36. Anılan görüş yazısında başvurucunun ayrıca cevap vermesini gerektiren daha önce ileri sürülmemiş herhangi yeni bir olgudan bahsedilmemiş hatta hiçbir olguya veya gerekçeye yer verilmemiştir. Öte yandan başvurucu, anılan görüş yazısında cevap vermesini gerekli kılan ve daha önceden haberdar olmadığı yeni bir olgunun bulunduğunu ileri sürmediği gibi bu hususta herhangi bir açıklama da yapmamıştır. Son olarak itirazın reddine ilişkin Mahkeme kararında, hükmün Cumhuriyet savcısının görüşüne uygun olduğu belirtilmişse de Savcılık görüşünde yer alan herhangi bir olguya atıf yapılması veya bu görüşe dayanılması söz konusu değildir.

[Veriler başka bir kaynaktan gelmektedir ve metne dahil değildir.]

PR #1005, opened 2026-04-24
feat(schema): add extends field for single-level schema inheritance

### LINKED ISSUE #778: [Feature Request] Schema inheritance: extend and override a parent schema
## Problem

`openspec schema fork` creates a flat copy with no ongoing relationship to the original. If you only want to change one or two artifacts (or the `apply` section), you still have to duplicate the entire schema.

## Request

Support an `extends` field so a schema can inherit from a parent and only declare what it overrides.

## Requirements

- A schema can declare a parent via an `extends` field (e.g., `extends: spec-driven`)
- Child artifacts override the matching parent artifact by `id`; unspecified artifacts are inherited as-is
- The `apply` section can be overridden independently
- Resolution should be shallow (one level) to keep behavior predictable

## Example

```yaml
name: my-workflow
extends: spec-driven

artifacts:
  - id: proposal
    # overrides only the proposal artifact; all others inherited from spec-driven
    instruction: |
      Custom proposal instructions here.

apply:
  requires: [tasks]
  instruction: Custom apply instructions.
```

jiehu5114:
Closes #778

## Problem

`openspec schema fork` copies a schema flat — no link back to the original. If you want to change one artifact or add an extra step, you still have to duplicate the entire file. With multiple platform schemas (iOS, Android, HarmonyOS, etc.) sharing 80% of the same artifacts, this creates real maintenance pain: fix a typo in one, repeat it in all the others.

## Solution

Add an optional `extends` field. A child schema names its parent and only declares what it wants to override or add.

```yaml
name: ios-dev
version: 1
extends: spec-driven

artifacts:
  - id: proposal
    generates: proposal.md
    description: iOS proposal
    template: proposal.md
    instruction: |
      Custom iOS-specific guidance here.
      Everything else (design, tasks, specs) is inherited from spec-driven.

  - id: ui-review          # new artifact not in the parent
    generates: ui-review.md
    description: UI design review
    template: ui-review.md
    requires: [design]
```

## Merge rules

- Parent artifacts are the base.
- Child artifact with matching ID → field-level merge (child fields win, rest fall back to parent).
- Child artifact with new ID → appended after the inherited set.
- Child `apply` block (if present) replaces the parent's; otherwise parent's is inherited.
- `extends` is flattened away — callers get a normal `SchemaYaml` with no `extends` field.

## Constraints

- **Single-level only.** If the parent also has `extends`, resolution throws `SchemaLoadError`. Keeping it shallow makes behavior easy to reason about.
- Child artifacts can reference parent-provided IDs in `requires` — validation runs post-merge against the full artifact set.
- Cycle detection also runs on the merged set.
- All existing schemas without `extends` are completely unaffected.

## Changes

- `types.ts` — add optional `extends: string` to `SchemaYamlSchema`
- `schema.ts` — export `validateNoCycles`; skip cross-boundary `requires` validation when `extends` is present (deferred to post-merge)
- `resolver.ts` — resolve inheritance in `resolveSchema` via `mergeWithParent`
- `resolver.test.ts` — 9 new test cases covering inherit, override, append, apply fallback, missing parent, and two-level rejection
- `schema.test.ts` — 2 new test cases for `extends` field parsing

## Summary by CodeRabbit

* **New Features**
  * Schemas can now inherit artifacts and configuration from parent schemas using a single-level inheritance model, enabling better reusability and reducing duplication.

* **Tests**
  * Added test coverage for schema inheritance validation.

### DIFF
--- a/src/core/artifact-graph/resolver.ts
+++ b/src/core/artifact-graph/resolver.ts
@@ -2,7 +2,7 @@ import * as fs from 'node:fs';
 import * as path from 'node:path';
 import { fileURLToPath } from 'node:url';
 import { getGlobalDataDir } from '../global-config.js';
-import { parseSchema, SchemaValidationError } from './schema.js';
+import { parseSchema, SchemaValidationError, validateNoCycles } from './schema.js';
 import type { SchemaYaml } from './types.js';
 
 /**
@@ -133,8 +133,9 @@ export function resolveSchema(name: string, projectRoot?: string): SchemaYaml {
     );
   }
 
+  let schema: SchemaYaml;
   try {
-    return parseSchema(content);
+    schema = parseSchema(content);
   } catch (err) {
     if (err instanceof SchemaValidationError) {
       throw new SchemaLoadError(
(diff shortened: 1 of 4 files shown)


TabishB:
Is there a reason that using `rules:` in `config.yaml` doesn't suffice? I haven't looked too deeply, let me know if I've missed anything.

PR #1020, opened 2026-04-29
feat: add optional folder field on schema artifact definitions

harikrishnan83:
## Summary

This PR is in the context of custom schemas and the artifacts they generate.

Adds an opt-in `folder:` field on artifact definitions in schema YAML. When set, the artifact's outputs are written to a project-root-relative directory instead of the change directory. This is useful for artifacts that should outlive a single change and don't belong inside the specs folder either (example: Architecture Decision Records).

When `folder:` is omitted, behavior is **unchanged** — every existing schema continues to work without modification.

## Motivation

Certain artifacts fit the following criteria:

- Need to outlive a single change lifecycle and influence future changes.
- Do not belong inside `openspec/` — once archived they fall out of view, and they are not part of the spec source-of-truth either.

**Example:** ADRs record decisions. If we only capture them in `design.md`, once design is archived the decision is gone. Keeping ADRs in a dedicated top-level folder lets us reference them from future changes — both to align on current design choices and to remember historical decisions we don't want to revisit.

**Other examples:** UI design choices, service boundaries, or changes where future contributors
  need a persistent decision trail

## Example schema

spec-driven-with-adr: https://github.com/intent-driven-dev/openspec-schemas/blob/main/openspec/schemas/spec-driven-with-adr/
exact line: https://github.com/intent-driven-dev/openspec-schemas/blob/f14d1d55ac484d3f2998d0f0449766676428cc3c/openspec/schemas/spec-driven-with-adr/schema.yaml#L206

## Validation rules

The folder value must not start with the reserved `openspec/` prefix, to avoid accidental collisions.

## Strictly additive change

The `folder` field is optional. Existing schemas (including built-in `spec-driven`) and existing changes are unaffected.

## Summary by CodeRabbit

* **New Features**
  * Added optional `folder` property on artifacts to output files to project-root-relative directories instead of change directories
  * External artifacts are excluded from archiving, included in status tracking, and not overwritten on re-runs
  * Schema validation enforces path safety, rejecting absolute paths, project-root escape attempts, and reserved prefixes

* **Documentation**
  * Added design specifications, proposal documentation, and implementation tasks for external folder artifact support

* **Tests**
  * Added comprehensive test coverage for folder validation, path resolution, instruction generation, and external artifact workflows


harikrishnan83:
After discussion with @TabishB we think it may not be a good idea to add a folder option here. This can be handled externally. Thanks.

PR #1021, opened 2026-04-29
feat: add instructionFile support for external instruction file references

jiehu5114:
## Problem

The `instruction` field in `schema.yaml` only supports inline YAML text. This makes it impossible for multiple schemas to share instruction content without duplication.

**Real-world impact**: We maintain two schemas (`app-autodev-ios` and `app-autodev-ohos`) that share identical instruction content for all 7 artifacts, resulting in **232 KB of duplicated YAML** (116 KB × 2). We currently manage this via a fragile regex-based sync script — not scalable.

Meanwhile, `template` already supports external file references. `instruction` has no equivalent.

## Proposal

Add `instructionFile` to the artifact schema — a file reference that resolves from the schema's `instructions/` directory, mirroring how `template` resolves from `templates/`:

```yaml
artifacts:
  - id: requirements
    instructionFile: requirements.md   # → instructions/requirements.md
    template: requirements.md          # → templates/requirements.md
```

**Mutually exclusive**: `instruction` and `instructionFile` cannot both be present (validated at parse time).

**Backward compatible**: Existing schemas using `instruction: |` work unchanged.

**Cross-schema sharing**: With external files, schemas share content via symlinks:
```
schemas/_shared/instructions/          → shared instruction content
schemas/app-autodev-ios/instructions/  → symlinks to _shared
schemas/app-autodev-ohos/instructions/ → symlinks to _shared
```

## Why existing mechanisms don't work

| Mechanism | Limitation |
|-----------|------------|
| `config.yaml` `rules` | Supplementary constraints, not primary instruction text |
| `config.yaml` `context` | Global context, not per-artifact per-schema |
| Symlinks | Only works for `template` (file references), not `instruction` (inline YAML) |
| YAML anchors | Only within the same file, not across `schema.yaml` files |

## Implementation

| File | Change |
|------|--------|
| `types.ts` | Add `instructionFile: z.string().optional()` to `ArtifactSchema` & `ApplyPhaseSchema` |
| `schema.ts` | Mutual exclusivity validation |
| `instruction-loader.ts` | Add `InstructionLoadError`, `loadInstruction()`; update `generateInstructions()` |
| `instructions.ts` | Apply phase supports `instructionFile` |
| `templates.ts` | Output includes instruction file paths |
| Tests | 7 new tests |

## Open questions

- **Template variables**: Should `instructionFile` support `{{SCHEMA_NAME}}` substitution? Or rely on per-schema overrides / symlinks?
- **Directory name**: `instructions/` (sibling to `templates/`) vs `templates/instructions/` (nested). Currently using `instructions/`.

## New Features
* Added support for specifying instructions via external files as an alternative to inline definitions
* External instruction files are automatically resolved and loaded during workflow execution

## Improvements
* Enhanced template output to display instruction file paths and sources
* Added validation to prevent conflicts when both inline and external instructions are specified on the same artifact

### DIFF
--- a/src/commands/workflow/instructions.ts
+++ b/src/commands/workflow/instructions.ts
@@ -11,6 +11,7 @@ import * as fs from 'fs';
 import {
   loadChangeContext,
   generateInstructions,
+  loadInstruction,
   resolveSchema,
   resolveArtifactOutputs,
   type ArtifactInstructions,
@@ -260,7 +261,9 @@ export async function generateApplyInstructions(
   // Fallback: if no apply block, require all artifacts
   const requiredArtifactIds = applyConfig?.requires ?? schema.artifacts.map((a) => a.id);
   const tracksFile = applyConfig?.tracks ?? null;
-  const schemaInstruction = applyConfig?.instruction ?? null;
+  const schemaInstruction = applyConfig?.instructionFile
+    ? loadInstruction(context.schemaName, applyConfig.instructionFile, projectRoot)?.trim()
+    : applyConfig?.instruction?.trim() ?? null;
 
   // Check which required artifacts are missing
   const missingArtifacts: string[] = [];
@@ -320,7 +323,7 @@ export async function generateApplyInstructions(
   } else if (!tracksFile) {
     // No tracking file configured in schema - ready to apply
     state = 'ready';
-    instruction = schemaInstruction?.trim() ?? 'All required artifacts complete. Proceed with implementation.';
+    instruction = schemaInstruction ?? 'All required artifacts complete. Proceed with implementation.';
   } else {
     state = 'ready';
     instruction = schemaInstruction?.trim() ?? 'Read context files, work through pending tasks, mark complete as you go.\nPause if you hit blockers or need clarification.';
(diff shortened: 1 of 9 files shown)


alfred-openspec (changes requested):
Thanks for pushing this, the direction is useful for schema authors and I like keeping long instructions out of YAML.

I think this needs another pass before merge:

1. `instructionFile` needs path containment before we load it. As written, a schema can point outside `<schema>/instructions` with `../` and have OpenSpec read arbitrary local files into the generated prompt. This should canonicalize the instructions directory and target file, then reject anything outside that directory. The same should be covered for apply-level `instructionFile`.
2. The new `templates --json` shape is a breaking change. Existing consumers currently get `{ path, source }`; this PR changes that to `{ template: { path, source } }` for every artifact, even when no instruction file is present. Please keep `path` and `source` stable and add `instructionFile` as an additive field.
3. The schema/tests should make the path contract unambiguous. The comments say `instructionFile` is relative to `instructions/`, but some schema tests use `instructions/proposal.md`, which would resolve as `instructions/instructions/proposal.md` at runtime.

Once those are fixed, the rest of the implementation is pretty small and fits the artifact graph model well.

PR #1030, opened 2026-05-01
[codex] Include sync in core workflow defaults

TabishB:
## Summary

Adds `sync` to the default `core` workflow profile so new installs generate `/opsx:sync` skills and commands by default.

This also updates profile/init/update/config tests, user docs, and adds a changeset for the behavior change.

## Existing Users

This PR does not silently mutate custom profiles.

- Users on explicit `core` get `sync` the next time they run `openspec update`, because `core` resolves through `CORE_WORKFLOWS`.
- Users on `custom` keep their configured workflow list.
- If `openspec update` sees a custom workflow set matching the old core defaults (`propose`, `explore`, `apply`, `archive`), it prints a non-blocking note explaining that `core` now includes `sync` and tells users to run `openspec config profile core` followed by `openspec update` to opt in.

## Validation

- `pnpm build`
- `pnpm exec vitest run test/core/update.test.ts`
- `pnpm lint`
- `pnpm test`
- `git diff --check`

## Summary by CodeRabbit

* **New Features**
  * The sync workflow is now part of the default core profile; new installs include the /opsx:sync command.
  * The update command now suggests opting into the core preset and re-running update to add sync for users with prior custom profiles.

* **Documentation**
  * All docs updated to show sync in the core workflow; sync removed from the expanded-only lists and quick-start workflow references adjusted.

* **Tests**
  * Test suite expectations updated to treat sync as a core workflow step.

### DIFF
--- a/.changeset/sync-default-core.md
+++ b/.changeset/sync-default-core.md
@@ -1,0 +1,7 @@
+---
+"@fission-ai/openspec": minor
+---
+
+### New Features
+
+- Include the sync workflow in the default core profile so new installs generate `/opsx:sync` skills and commands by default.
--- a/README.md
+++ b/README.md
@@ -96,7 +96,7 @@ openspec init
 
 Now tell your AI: `/opsx:propose <what-you-want-to-build>`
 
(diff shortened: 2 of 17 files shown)


alfred-openspec (approved):
Approved. Checks are green and the core-profile sync default update looks scoped to profiles, update messaging, docs, tests, and changeset.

37. Tutukluluğa ilişkin itiraz incelemesi sırasında alınan Savcılık görüşünün kendisine bildirilmemesi nedeniyle ciddi anlamda zarar gördüğü, bu görüşün kendisi için ne denli önemli olduğu hususunda başvurucunun herhangi bir açıklamasının bulunmadığı da gözetildiğinde başvurunun bu kısmı açısından önemli bir zararın olmadığı kanaatine varılmıştır.

38. Açıklanan nedenlerle anayasal ve kişisel önemden yoksun olması nedeniyle başvurunun bu kısmının diğer kabul edilebilirlik şartları yönünden incelenmeksizin kabul edilemez olduğuna karar verilmesi gerekir.

B. Adil Yargılanma Hakkının İhlal Edildiği İddiası

1. Başvurucunun İddiaları ve Bakanlık Görüşü

39. Başvurucu, yargılamada geçen sürenin makul olmadığını belirterek Anayasa'nın 36. maddesinde tanımlanan adil yargılanma hakkının ihlal edildiğini ileri sürmüş ve tazminat talebinde bulunmuştur.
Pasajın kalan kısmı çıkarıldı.